Bon Jovi Toyota Center May 17, 2011
Keep the faith with Bon Jovi and their hordes of Houston fans in our slideshow.
It's no easy feat to emerge relatively unscathed from the ruins of the '80s metal boom. Bon Jovi's more glam-oriented contemporaries can no longer hope to fill the big arenas (though we understand you can catch Whitesnake and Warrant at Coushatta this weekend), and while Jon and the boys certainly exploited the spandex and Aqua Net trappings of that era to their full advantage, you could tell they craved something that eluded their peers: Legitimacy.
Because when you get down the nuts and bolts of it, Bon Jovi's appeal has always rested on their ability to match power chord to cliché. Look at some of those song titles: "The More Things Change?" "Have a Nice Day?" "Keep the Faith?" You wonder sometimes if JBJ eats a lot of fortune cookies.
But what can't be denied is the man's ability to work a crowd. There is a dearth of rock and roll showmen here in the new millennium, but even at 49 years of age, the formerly leonine lead singer pranced, cajoled, and posed his way into the audience's heart at Toyota Center last night.

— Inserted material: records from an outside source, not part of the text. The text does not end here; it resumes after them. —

Issue #390, opened 2022-05-05
profiler: Cache seen stack trace ids in user-space


kakkoyun:
After we read stack ids from the BPF maps in each profile loop iteration, we clean the whole map. This might have unwanted consequences, such as stack id misses even though we have seen that stack id in previous iterations.

To ensure the soundness of stack resolution, we should record the seen ids for the session and check ids against it if it's not found in the BPF map.

kakkoyun:
> Just checking if this is still something you think it's worth doing! 😄

We don't have any data on this. Happy to close it until it becomes and actual issue.

Issue #1037, opened 2022-11-17
performance: ~15% of the CPU cycles are spent in the dbus/systemd packages


javierhonduco:
https://github.com/parca-dev/parca-agent/pull/971 introduced a library to query systemd, rather than relying on `systemctl`. While perhaps before we were using the same CPU as now (unsure), this puts more pressure on the GC, as well as spends more CPU cycles that perhaps before were spent waiting for the process to report back

![image](https://user-images.githubusercontent.com/959128/202477014-7773f199-a254-4aa6-929f-ba97488c459a.png)

https://pprof.me/8b20774

Seems like the library could be optimized a bit to reduce allocations, among others

cc @kakkoyun @maxbrunet

maxbrunet:
It must have been 0 CPU usage before, the cli was not available in the container. It is polling once every seconds, the frequency could be reduced:

https://github.com/parca-dev/parca-agent/blob/23cfe1e1406cea56c382558bfa68e7f922fd3783/pkg/discovery/systemd.go#L63

marselester:
I tried to reduce memory allocations in the decode function https://github.com/godbus/dbus/pull/344.

kakkoyun:
> I tried to reduce memory allocations in the decode function [godbus/dbus#344](https://github.com/godbus/dbus/pull/344).

Let's check the numbers. What's the effect on Agent?

marselester:
There is one more change I would like to make before checking the numbers...

marselester:
Here are the memory allocs profiles of the Agent with new changes vs main branch (each time parca-agent ran for 5 minutes).

## new changes

```sh
$ sudo ./dist/parca-agent
$ sleep 5m && curl --output agent_debug_dbus.allocs localhost:7071/debug/pprof/allocs
$ go tool pprof -source_path=/home/vagrant/go/pkg/mod/github.com/marselester/dbus/v5@v5.0.0-2022120720221210003314-8f55003f0c52/ -trim_path=github.com/godbus/dbus/v5@v5.1.0/ agent_debug_dbus.allocs
```

The dbus changes were pulled with 
`replace github.com/godbus/dbus/v5 v5.1.0 => github.com/marselester/dbus/v5 v5.0.0-20221210003314-8f55003f0c52`.

<details>

<summary>top</summary>

```
(pprof) top
Showing nodes accounting for 69.20MB, 68.51% of 101MB total
Dropped 71 nodes (cum <= 0.51MB)
[...]

PR #1041, opened 2022-11-17
profiler: Cache seen stack trace ids in user-space

marselester:
@kakkoyun did you mean something like this when describing stack id misses https://github.com/parca-dev/parca-agent/issues/390? Note, there is no thought put into concurrency or cache invalidation yet.

### DIFF
--- a/bpf/cpu/cpu.bpf.c
+++ b/bpf/cpu/cpu.bpf.c
@@ -108,6 +108,8 @@ typedef struct stack_count_key {
   int user_stack_id;
   int kernel_stack_id;
   int user_stack_id_dwarf;
+  int user_stack_id_fp;
+  int kernel_stack_id_fp;
 } stack_count_key_t;
 
 typedef struct unwind_tables_key {
@@ -428,13 +430,23 @@ static __always_inline void add_stacks(struct bpf_perf_event_data *ctx,
   int kernel_stack_id = bpf_get_stackid(ctx, &stack_traces, 0);
   if (kernel_stack_id >= 0) {
     stack_key.kernel_stack_id = kernel_stack_id;
+
+    stack_trace_type *kernel_stack = bpf_map_lookup_elem(&stack_traces, &kernel_stack_id);
+    if (kernel_stack == NULL) {
+      bpf_printk("kernel_stack is NULL, should not happen");
+    }
+    int stack_hash =
+        MurmurHash2((u32 *)kernel_stack,
+                    MAX_STACK_DEPTH * sizeof(u64) / sizeof(u32), 0);
+    bpf_printk("kernel stack hash %d", stack_hash);
+    stack_key.kernel_stack_id_fp = stack_hash;
   }
 
   if (method == STACK_WALKING_METHOD_DWARF) {
     int stack_hash =
         MurmurHash2((u32 *)unwind_state->stack.addresses,
                     MAX_STACK_DEPTH * sizeof(u64) / sizeof(u32), 0);
-    bpf_printk("stack hash %d", stack_hash);
+    bpf_printk("dwarf stack hash %d", stack_hash);
     stack_key.user_stack_id_dwarf = stack_hash;
     stack_key.user_stack_id = 0;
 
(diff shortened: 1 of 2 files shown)


kakkoyun:
> @kakkoyun did you mean something like this when describing stack id misses #390? Note, there is no thought put into concurrency or cache invalidation yet.

It's a good start. The idea is to eliminate the need to re-reading stack addresses from the eBPF map. We should still count them. 

We also need to consider what to do with the stack traces of eBPF maps. Shall we have another seen map in the kernel space to let the eBPF program know so that it won't bother to store the stack trace? 

So overall idea is that when we have stable hashes of the stack traces (which we should have), we don't need to keep syncing the stack traces themselves constantly. This could be a pre-mature optimization. We should make sure we got this right.

marselester:
That's a great idea!

So we can read from the `counts` BPF map on each iteration, check whether there is a stack trace cached in the user space using `stack hash` field:

- cache hit -- no need to read from the `stack_traces` BPF map
- cache miss -- read user/kernel space stack traces from the `stack_traces` BPF map

I assume that user and kernel space memory addresses should be combined to create `stack hash`.

```
stack hash = hash([ 0xdeadbeef; 0x123abcde; ...; 0x597be95a; 0xae5ee03; ... ]) = 'abcd'
```

The `counts` BPF map.

| { pid; userStackID; kernelStackID } | stack hash | seen
| ---                                 | ---        | ---
| { 10342; 1253; 0234 }               | abcd       | 45

The `stack_traces` BPF map.

| stack ID | memory addresses
| ---      | ---
| 1253     | [ 0xdeadbeef; 0x123abcde; ... ]
| 0234     | [ 0x597be95a; 0xae5ee03; ... ]

> Shall we have another seen map in the kernel space to let the eBPF program know so that it won't bother to store the stack trace?

Yeah, the `seen` BPF map can be added on the next optimization iteration 👍. Though I am not sure what strategy to use to invalidate the `seen` cache (BPF map) so it won't grow unbounded.

| stack hash | v
| ---        | ---
| abcd       | true

---

Perhaps the `stack_traces` BPF map should be indexed by `stack hash` so the `seen` BPF map won't be needed, also we might reduce a number of syscalls when reading the user and kernel space stack traces in one go.

marselester:
Hm, if there are multiple processes running the same program, perhaps there could be hash collisions. We could add PID to the hash 🤔.

```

Put another way, he saw 20,000 faces, and he rocked them all.
The band came out to an animated opening sequence that looked like TRON as directed by Michael Bay, and they didn't open especially strong. "Lost Highway" is one of those songs that makes people think of the New Jersey band as "Sprinsgteen lite," with its talk of "dashboard Jesuses" and "half a tank of gas." But from there the band kicked into "You Give Love a Bad Name," and the crowd was his.
When we say JBJ is a poser, we mean it in the best possible - literal - way. He's honed his stage presence over three decades of performances into a well-oiled fist pumping, foot stomping machine, and the audience licked it up. To quote another, more flamboyant rock group.
"Born to Be My Baby" was next, followed by another relative clunker, "We Weren't Born to Follow" from their most recent release, the underwhelming Circle. The quasi-motivational visuals on the otherwise impressive video system didn't help, as the color palette was obviously meant to remind us of those Obama "Hope" ads. It's cool, because we know JBJ's an Obama guy, Aftermath just wasn't sure Oprah Winfrey belongs in the same stratum as Winston Churchill.
For "Runaway," JBJ said he was taking us back in his time machine to the Summit ("I was there once!"), and we must admit, for those three minutes he could have led 20,000 people burning and looting their way through downtown Houston. Pray he never uses his powers for evil.